The researchers designed a glucose fuel cell with an electrolyte made from ceria, a ceramic material that possesses high ion conductivity, is mechanically robust, and as such, is widely used as an electrolyte in hydrogen fuel cells. It has also been shown to be biocompatible. The team sandwiched the electrolyte with an anode and cathode made of platinum, a stable material that readily reacts with glucose. They fabricated 150 individual glucose fuel cells on a chip, each about 400 nanometers thin, and about 300 micrometers wide (about the width of 30 human hairs). They patterned the cells onto silicon wafers, showing that the devices can be paired with a common semiconductor material. They then measured the current produced by each cell as they flowed a solution of glucose over each wafer in a custom-fabricated test station. They found many cells produced a peak voltage of about 80 millivolts. Given the tiny size of each cell, this output is the highest power density of any existing glucose fuel cell design. The researchers envision the new design could be made into ultrathin films or coatings and wrapped around implants to passively power electronics, using the body’s abundant glucose supply.

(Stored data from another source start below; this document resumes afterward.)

PR #2044, opened 2023-01-10
Avoid EnumValid as much as possible

mo271:
We change the order of evaluations in some if statements in order to avoid calling EnumValid when it is in fact not valid, e.g. when color_primaries==12.

### DIFF
--- a/lib/jxl/enc_color_management.cc
+++ b/lib/jxl/enc_color_management.cc
@@ -849,9 +849,9 @@ bool ApplyCICP(const uint8_t color_primaries,
 
   const auto primaries = static_cast<Primaries>(color_primaries);
   const auto tf = static_cast<TransferFunction>(transfer_characteristics);
-  if (!EnumValid(tf) || tf == TransferFunction::kUnknown) return false;
-  if (!(EnumValid(primaries) || color_primaries == 12) ||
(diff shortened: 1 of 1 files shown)


lib/jxl/enc_color_management.cc
```diff
@@ -849,9 +849,9 @@ bool ApplyCICP(const uint8_t color_primaries,
 
   const auto primaries = static_cast<Primaries>(color_primaries);
   const auto tf = static_cast<TransferFunction>(transfer_characteristics);
-  if (!EnumValid(tf) || tf == TransferFunction::kUnknown) return false;
-  if (!(EnumValid(primaries) || color_primaries == 12) ||
-      primaries == Primaries::kCustom) {
+  if (tf == TransferFunction::kUnknown || !EnumValid(tf)) return false;
```
sboukortt, line 852: Do we need the swapping for `kUnknown` and `kCustom`? Are they not considered valid by `EnumValid`?

sboukortt (approved):

lib/jxl/enc_color_management.cc
mo271: No, they are considered valid, I just thought it would be nice to switch those statements around as well, in order to make the coder easier to read.

PR #2093, opened 2023-01-23
Allow fast-lossless for 16-bit float input

veluca93:


jonsneyers:
Maybe a test to check that it roundtrips would be good. It would be interesting to see if it roundtrips also on out-of-range values.

veluca93:
> Maybe a test to check that it roundtrips would be good. It would be interesting to see if it roundtrips also on out-of-range values.

It does - we support u16, which is more values than f16.

As for a test, I don't see a way to generate f16 values...

mo271 (approved):

kmilos:
> I don't see a way to generate f16 values...

Casting to/from u16? Just need to maybe take extra care to exclude the special values (+/-Inf, qNaN, sNaN) from the tests if they're not supported in the f32 case either?

veluca93:
> > I don't see a way to generate f16 values...
> 
> [Casting to/from u16?](https://github.com/AcademySoftwareFoundation/Imath/blob/fcb8a32bb23a5467a4b8e4c51890b85041a4b1c0/src/Imath/half.h#L263-L269) Just need to maybe take extra care to exclude the special values (+/-Inf, qNaN, sNaN) from the tests if they're not supported in the f32 case either?

I meant in our testing infra ;)

kmilos:
> I meant in our testing infra ;)

Yep, sorry, I assumed random numbers are needed only, in which case random u16 could do... Otherwise, [convert from f32](https://gist.github.com/rygorous/2156668)...

PR #2114, opened 2023-01-27
Compare pixels to libjpeg output in decode_api_test.cc

szabadka:
This way we can have tighter bounds that are not so much dependent on the quality of the input image.


mo271:
should the brotli changes be here? Perhaps rebase?

mo271 (approved):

“Glucose is everywhere in the body, and the idea is to harvest this readily available energy and use it to power implantable devices,” said Philipp Simons, who developed the design as part of his PhD thesis in MIT’s Department of Materials Science and Engineering (DMSE). “In our work we show a new glucose fuel cell electrochemistry.”
“Instead of using a battery, which can take up 90% of an implant’s volume, you could make a device with a thin film, and you’d have a power source with no volumetric footprint,” added Jennifer L.M. Rupp, Simons’ thesis supervisor and a DMSE visiting professor, who is also an associate professor of solid-state electrolyte chemistry at Technical University Munich in Germany.